Martin Anderson
This disc may will be an automatic acquisition for a large proportion of the readers of this magazine: four first recordings and the other two not otherwise available.
Elgar’s reaction to the First World War came under thorough scrutiny in Oh, my horses! (Elgar Editions, 2001, reviewed in [IRR] April 2002), edited by the same Lewis Foreman who has planned this CD and supplied the excellent booklet notes.
Elgarians will recognise With proud thanksgiving. In spring 1920 Elgar was asked to provide a shortened version of For the fallen, the opening section of Spirit of England, to accompany the unveiling of Lutyens’s Cenotaph that November, and he duly obliged, scoring the accompaniment for military band. But for some reason the piece wasn’t heard at the ceremony, and so Elgar rescored it for full orchestra and With proud thanksgiving was first heard in the [Royal] Albert Hall in May 1921. Proud it is, strong and noble; rather a pity that it’s over in seven minutes.
Bridge’s A prayer (1916-18) could do with being a little more concise: an opening meditation builds up to a powerful climax from which it dies away again, to close in gentle supplication—but it takes 17 minutes to do so, by which time we have got the point.

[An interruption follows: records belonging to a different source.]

PR #9217, opened 2022-05-19
Kotlin: Tweak logging

igfoo:
Makes it easier to filter out the peak memory info


smowton (approved):
We have truly achieved... peak memory.

PR #9220, opened 2022-05-19
Associate certain companion object fields with the parent class

smowton:
Specifically `const`, `lateinit` and `@JvmField` properties get a static field which belongs to the containing class not the companion object, such that Java can address them via the containing class name rather than have to navigate a companion object pointer.

### DIFF
--- a/java/kotlin-extractor/src/main/kotlin/KotlinFileExtractor.kt
+++ b/java/kotlin-extractor/src/main/kotlin/KotlinFileExtractor.kt
@@ -135,7 +135,7 @@ open class KotlinFileExtractor(
                     Unit
                 }
                 is IrField -> {
-                    val parentId = useDeclarationParent(declaration.parent, false)?.cast<DbReftype>()
+                    val parentId = useDeclarationParent(getFieldParent(declaration), false)?.cast<DbReftype>()
                     if (parentId != null) {
                         extractField(declaration, parentId)
                     }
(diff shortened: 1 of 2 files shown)


tamasvajk (commented):
Looks plausible to me, could you add tests that cover the new cases?

java/kotlin-extractor/src/main/kotlin/KotlinFileExtractor.kt
```diff
@@ -826,10 +826,13 @@ open class KotlinFileExtractor(
                 }
 
                 if (bf != null && extractBackingField) {
-                    val fieldId = extractField(bf, parentId)
-                    tw.writeKtPropertyBackingFields(id, fieldId)
-                    if (p.isDelegated) {
-                        tw.writeKtPropertyDelegates(id, fieldId)
+                    val fieldParentId = useDeclarationParent(getFieldParent(bf), false)
+                    if (fieldParentId != null) {
```
igfoo, line 830: Should we give an error in the null case?

java/kotlin-extractor/src/main/kotlin/KotlinUsesExtractor.kt
```diff
@@ -1255,9 +1256,22 @@ open class KotlinUsesExtractor(
...
+        f.parentClassOrNull?.let {
+            if (it.isCompanion && isDirectlyExposedCompanionObjectField(f))
+                it.parent
+            else
+                null
+        } ?: f.parent
 
     fun getFieldLabel(f: IrField): String {
-        val parentId = useDeclarationParent(f.parent, false)
+        val parentId = useDeclarationParent(getFieldParent(f), false)
```
igfoo, line 1274: Shouldn't we be checking that `parentId` isn't null?

java/kotlin-extractor/src/main/kotlin/KotlinFileExtractor.kt
smowton: We already get one from `useDeclarationParent`

java/kotlin-extractor/src/main/kotlin/KotlinUsesExtractor.kt
igfoo: Let's leave it for a bigger cleanup, then

igfoo (approved):

PR #9229, opened 2022-05-20
Kotlin: extract non-private members of class supertypes

tamasvajk:


java/kotlin-extractor/src/main/kotlin/KotlinFileExtractor.kt
```diff
@@ -404,8 +404,7 @@ open class KotlinFileExtractor(
                 }
 
                 extractClassModifiers(c, id)
-                val forceExtractSupertypeMembers = !isExternalDeclaration(c)
-                extractClassSupertypes(c, id, inReceiverContext = forceExtractSupertypeMembers)
+                extractClassSupertypes(c, id, inReceiverContext = true)
```
igfoo, line 407: Would it be worth adding a comment giving the rationale for `inReceiverContext = true` here?

igfoo (approved):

Howells’s Sine nomine (1922) begins as an ecstatic piece of nature mysticism (so much of his music is a tribute to his native Gloucestershire), reaching an emphatic Vaughan Williams-ish section halfway through; a soprano and a tenor vocalise above the orchestra, where the full scoring makes little concession to their presence (Foreman doesn’t think that in 1922 Howells would have been acquainted with Nielsen’s third symphony, though the proximity is indeed startling).

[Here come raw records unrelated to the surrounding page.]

PR #9230, opened 2022-05-20
Swift: use structured generated C++ classes in `DeclVisitor`

redsun82:
This PR introduces using structured generated C++ classes in `DeclVisitor`.

The coding style moves to translation methods taking in a swift entity and filling a trap class instance, a bit in the style of gRPC method implementations. Shortcuts are provided to fill optional and repeated properties (`fetchOptionalLabel` and `fetchRepeatedLabels`). No explicit mention of trap entries is needed any more, but they could still be used alongside this higher-level interface.

Also, the `Binding` template class has been removed and aggregate initialization of generated C++ classes disallowed.

`Binding`  was meant to allow aggregate initialization of generated C++ entries having the label `id` as first argument, before fields from superclasses.

As aggregate initialization turned out to be undesirable (names of fields are not explicit, and `{}` must be inserted for empty
superclasses), `Binding` is removed it and aggregate initialization are disallowed by defining empty constructors for generated
classes.


swift/extractor/visitors/DeclVisitor.h
```diff
@@ -9,247 +9,177 @@
...
-// TODO: maybe make the above chain of calls automatic with a bit of macro metaprogramming?
 class DeclVisitor : public AstVisitorBase<DeclVisitor> {
  public:
-  using AstVisitorBase<DeclVisitor>::AstVisitorBase;
-
-  void visitFuncDecl(swift::FuncDecl* decl) {
-    auto label = dispatcher_.assignNewLabel(decl);
-    dispatcher_.emit(ConcreteFuncDeclsTrap{label});
-    emitAbstractFunctionDecl(decl, label);
+  void translateFuncDecl(swift::FuncDecl* decl, ConcreteFuncDecl* entry) {
```
AlexDenisov, line 14: As a nit, would it make sense to add namespace to the second arguments as well? This way it could be easier to see that we are translating from `swift::Something` to `codeql::Something`.

AlexDenisov (commented):
Love it! ❤️

swift/extractor/visitors/DeclVisitor.h
redsun82: good point!

I was also thinking about the possible name collisions with using the name as is for entries, and thinking about using a more specific prefix like `ConcreteFuncDeclTrap` (which however might be confused with plain single entry traps) or `ConcreteFuncDeclTrapClass`. Makes for longer names, but could save us from possible collisions, and might look clearer in code. Yet another possibility would be to not add any suffix but use two separate namespaces for our application code written by hand (`codeql`) and the generated one (`codeqlgen` or `codeql_gen`).

redsun82:
I made the PR a bit smaller than before and added some comments to the new functions.

With respect to the previous version of this PR, I undid the `is_unknown` move. It's still kind of an issue, as there will be repeated `is_unknown` fields in the classes layouts, but it does not prevent the current PR from working. There can be future changes to address that (of which I prefer the possibility to optionally skip C++ generation for some optional or repeated fields).

I also moved `fetchOptionalLabel` and `fetchRepeatedLabels` to the dispatcher, as it was unclear yet what belonged to the dispatcher and what to `VisitorBase`. Maybe we can reorganize the classes later to move all methods relevant to the visitors to `VisitorBase`.

swift/extractor/visitors/VisitorBase.h
```diff
@@ -21,14 +21,34 @@ class VisitorBase {
...
 // superclasses by default and instead provide our own TBD default (using the exact type)
-#define DEFAULT(KIND, CLASS, PARENT) \
-  void visit##CLASS##KIND(swift::CLASS##KIND* e) { dispatcher_.emitUnknown(e); }
+// if we the implementation class has translate##CLASS##KIND (that uses generated C++ classes), we
+// want to use that. We detect that by comparing the member function pointer to the one for a
+// private undefined member function of the same name and signature in {Ast,Type}VisitorBase, which
+// will be shadowed (and thus different) in case the implementation class has it.
+#define DEFAULT(KIND, CLASS, PARENT)                                              \
+ public:                                                                          \
+  void visit##CLASS##KIND(swift::CLASS##KIND* e) {                                \
```
sashabu, line 30: Even with the comment (which is very helpful!), this makes me a bit uneasy: can we actually compare pointers to members of different types? even if they have different access? will they definitely never compare equal, or does the base one not being defined give the implementation some leeway that we're not expecting?

I can live with it, but would suggest thinking about alternatives:
1. Instead of `translate##CLASS##KIND` taking an output parameter (see also my comment on the declaration), can it return the TRAP class instead? If yes, the base implementation can return `void` (or some other sentinel - even a runtime sentinel like `nullptr` or `nullopt`), and we can check for that here. That also has the potentially useful property of subclasses being able to return void when they want to do something but not emit TRAP.
2. Can we add a base implementation that does the "right" thing (i.e. populates a TrapClassOf that causes `emit` to act as `emitUnknown`)?
3. If we keep the check, it might be more obviously correct with SFINAE or `std::is_invocable`?

swift/extractor/visitors/VisitorBase.h
```diff
@@ -21,14 +21,34 @@ class VisitorBase {
...
+      TrapClassOf<swift::CLASS##KIND> entry{};                                    \
+      static_cast<CrtpSubclass*>(this)->translate##CLASS##KIND(e, &entry);        \
+      dispatcher_.emit(entry);                                                    \
+    } else {                                                                      \
+      dispatcher_.emitUnknown(e);                                                 \
+    }                                                                             \
+  }                                                                               \
+                                                                                  \
+ private:                                                                         \
+  void translate##CLASS##KIND(swift::CLASS##KIND*, TrapClassOf<swift::CLASS##KIND>*);
```
sashabu, line 43: Instead of taking an output parameter, can we use the return value for the TRAP class instead? See https://isocpp.github.io/CppCoreGuidelines/CppCoreGuidelines#Rf-out.

If not (presumably because it's also an input), we should document a contract: can it be null? any other requirements on it on entry? what happens to the input contents on success? on failure? etc. Should it be a reference instead of a pointer? Implementations seem to assume it's not null.

sashabu (commented):
I've reviewed the "interesting" parts of this PR, but:
 1. I haven't done a thorough review of `DeclVisitor.h` since it looks fairly mechanical and
 2. I'm not familiar with Mustache syntax, so I only commented on what I think the resulting C++ will look like

since Alex is the main reviewer. Let me know if you'd like a more thorough review from me.

swift/codegen/templates/cpp_classes.mustache
```diff
@@ -13,7 +13,12 @@
 namespace {{namespace}} {
 {{#classes}}
 
-struct {{name}}{{#final}} : Binding<{{name}}Tag>{{#bases}}, {{ref.name}}{{/bases}}{{/final}}{{^final}}{{#has_bases}}: {{#bases}}{{^first}}, {{/first}}{{ref.name}}{{/bases}}{{/has_bases}}{{/final}} {
+struct {{name}}{{#has_bases}} : {{#bases}}{{^first}}, {{/first}}{{ref.name}}{{/bases}}{{/has_bases}} {
+  {{name}}() {}
```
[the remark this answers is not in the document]
redsun82: makes sense!

swift/extractor/SwiftDispatcher.h
```diff
@@ -120,6 +120,27 @@ class SwiftDispatcher {
...
+      -> std::optional<decltype(fetchLabel(std::forward<Arg>(arg)))> {
+    if (arg) {
+      return fetchLabel(std::forward<Arg>(arg));
+    }
+    return std::nullopt;
+  }
+
+  // map `fetchLabel` on the iterable `arg`, returning a vector of all labels
+  template <typename Iterable>
+  auto fetchRepeatedLabels(Iterable&& arg) -> std::vector<decltype(fetchLabel(*arg.begin()))> {
```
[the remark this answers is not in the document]
redsun82: good point!

swift/extractor/SwiftDispatcher.h
```diff
@@ -120,6 +120,27 @@ class SwiftDispatcher {
                    locatableLabel);
   }
 
+  // return `std::optional(fetchLabel(arg))` if arg converts to true, otherwise std::nullopt
+  template <typename Arg>
+  auto fetchOptionalLabel(Arg&& arg)
+      -> std::optional<decltype(fetchLabel(std::forward<Arg>(arg)))> {
+    if (arg) {
+      return fetchLabel(std::forward<Arg>(arg));
```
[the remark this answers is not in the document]
redsun82: I'll put perfect forwarding in `fetchRepeatedLabels` as well. The use of universal references there has to deal more with catching both temporary objects and non-const references (we have both cases) than with forwarding, but it's true that it's better to be consistent

swift/extractor/visitors/VisitorBase.h
redsun82: good point. The pointer was mainly for consistency with the pointer to the swift entity, but thinking about it, as a new "visiting protocol" is provided here, we don't need that either. I've changed the translation signatures to a more semantically correct `codeql::XXXDecl translateXXX(const swift::XXXDecl& decl)`

swift/extractor/SwiftDispatcher.h
```diff
@@ -83,6 +83,11 @@ class SwiftDispatcher {
     return label;
   }
 
+  template <typename E, typename = std::enable_if_t<!std::is_pointer_v<E>>>
```
sashabu, line 86: Nit: We can still call this by specifying the SFINAE type argument:
```
int* foo = nullptr;
assignNewLabel<int*, void>(foo)
```

See https://gcc.godbolt.org/z/borzbbxfG for more examples.

One way to get around that is to use the `enable_if_t` in a non-type template parameter, so the caller only has control of the value, not the type (which then fails to substitute regardless of the user-specified value):

```
template <typename E, std::enable_if_t<!std::is_pointer_v<E>>* = nullptr>
```

sashabu (commented):
LGTM with the same caveats that:
1. I haven't done a thorough review of DeclVisitor.h since it looks fairly mechanical and
2. I'm not familiar with Mustache syntax, so I only commented on what I think the resulting C++ will look like

swift/extractor/SwiftDispatcher.h
sashabu: I don't like that as much because it makes the return type less obvious. The alternative of putting it in the template parameter list makes it less obvious what the "real" template parameters are, but I think that's less important? Happy to concede that it's just a matter of taste.

Really what we need is concepts, but given that even our C++17 support is incomplete, that might be a stretch...

redsun82: yeah, I wish we had concepts as well, we could just write `template<not_a_pointer E>` with the appropriate concept definition, and it would be readable and provide meaningful error messages when needed.

I'll go with the non-type parameter trick :+1:

redsun82:
@AlexDenisov I've merged your deduplication branch into this and selected it as a target. Once we merge that, I can rebase this and put it back to review.

AlexDenisov (approved):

Dyson’s The blacksmiths (1934) provides a stark contrast. Foreman reveals that the German title on the vocal score is Die Waffenschmiede—not so much blacksmiths as gunsmiths, and Duson’s score rattles with timpani tattoos before a climax ushers in a funeral march. The bulk of the piece is given over to a powerful, angry depiction of the smiths at work, great bass drum whacks joining timpani in evoking their ‘huge hammers’; a dark, brooding coda accompanies the chorus’s final, reiterated ‘Christ save them’. This is the best piece of Dyson I have heard—it shows a muscular, angular quality to his music that’s not much on display elsewhere in his output.
Havergal Brian’s setting of Psalm 23 was one of the first of his works to be commercially recorded, on a 1975 CBS LP. Written c1904, to ought to have given notice that an important new voice had arrived in British music: it’s conceived on a large scale (Brian had soaked up several of Elgar’s oratorios and was actively involved in the Potteries choral scene); it’s confident, muscular, weighty—and highly original.
It has its feet on Elgar’s shoulders (and Elgar admired it), but some Brian fingerprints are already apparent, not least the march rhythms and the bold juxtaposition of sharply contrasted material. But instead of bringing Brian into the limelight, it met with silence, and wasn’t even performed until 1973, a year after the 96 year old composer had died. It’s time it was rather better known.
In such company Elgar’s meaty 1929 orchestration of Purcell’s Jehova, quam multi sunt hostes mei, a setting of psalm 3 from 1678, is a thoroughly enjoyable postlude, unfashionable savoury icing on a most nutritious cake.
The choral singing isn’t what it ought to be: textures are muddy, rhythms are imprecise, and the pitch sometimes sags, as occasionally with the soloists. The orchestral playing, too, has the hesitance which point to insufficient rehearsal time. The recorded sound is on the opaque side. So what? It’s a marvellous disc and I am delighted to have the music it brings. Strongly recommended.